### EXERCISE DETAILS
Whenever the word "case" turns up in a line of the data below, copy that line.

### Stored data

PR #1187, opened 2015-10-17
Routes helpers

saveav:
Add Grape::Routes to make it easy to refer to the routes as a procedure call


dblock:
Nice work, however:

* there's already support for gathering routes in Grape, you can just do `API.routes`, how is this different?
* have you seen https://github.com/reprah/grape-route-helpers? 

We've had quite a debate about the helpers side in https://github.com/ruby-grape/grape/pull/983 and and decided that it didn't belong in Grape proper.

dblock:
@saveav Still curious to hear your thoughts on the above.

saveav:
Please feel free to close :)

Sorry long reply, haven't check this email address for a while.

PR #1188, opened 2015-10-19
Allow parameters with more than one type.

### LINKED ISSUE #693: Allow multiple parameter types

dslh:
Fixes #693.

Adds `types` option for `requires` and `optional` endpoint parameter
declarations, allowing for parameters that have more than one allowed
type. See README.md for usage.

I have been thinking about the best way to expose some of the more
interesting possibilities for arbitrary type validation that are hidden in Grape,
but in the end this is the only use case I have seen that makes sense to me.

### DIFF
--- a/lib/grape/validations/params_scope.rb
+++ b/lib/grape/validations/params_scope.rb
@@ -177,10 +177,7 @@ module Grape
       def validates(attrs, validations)
         doc_attrs = { required: validations.keys.include?(:presence) }
 
-        # special case (type = coerce)
-        validations[:coerce] = validations.delete(:type) if validations.key?(:type)
-
-        coerce_type = validations[:coerce]
+        coerce_type = infer_coercion(validations)
 
         doc_attrs[:type] = coerce_type.to_s if coerce_type
 
@@ -212,7 +209,7 @@ module Grape
           validations.delete(:presence)
         end
 
-        # Before we run the rest of the validators, lets handle
+        # Before we run the rest of the validators, let's handle
         # whatever coercion so that we are working with correctly
         # type casted values
         coerce_type validations, attrs, doc_attrs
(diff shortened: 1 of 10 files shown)


lib/grape/validations/params_scope.rb
```diff
@@ -178,12 +178,23 @@ def validates(attrs, validations)
         doc_attrs = { required: validations.keys.include?(:presence) }
 
         # special case (type = coerce)
-        validations[:coerce] = validations.delete(:type) if validations.key?(:type)
+        validations[:coerce] = validations[:type] if validations.key?(:type)
+        validations[:coerce] = validations.delete(:types) if validations.key?(:types)
```
dblock: Maybe do something here when you have both? Should probably be an exception.

dblock:
I think this is really good. I am down to merging this unless you think I should hold? Anyone else wants to comment?

dslh:
There's the suggested guard and a quick stab at refactoring params_scope.rb a bit. Bundling some of this coercion stuff out could be a good move but I won't get any more time to work on this until at least the weekend. I can either do a supplemental PR or keep working on this one when I get the chance.

dblock:
I will merge this and we can iterate on top.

### OUTPUT OF THE EXERCISE
but in the end this is the only use case I have seen that makes sense to me.
-        # special case (type = coerce)
         # special case (type = coerce)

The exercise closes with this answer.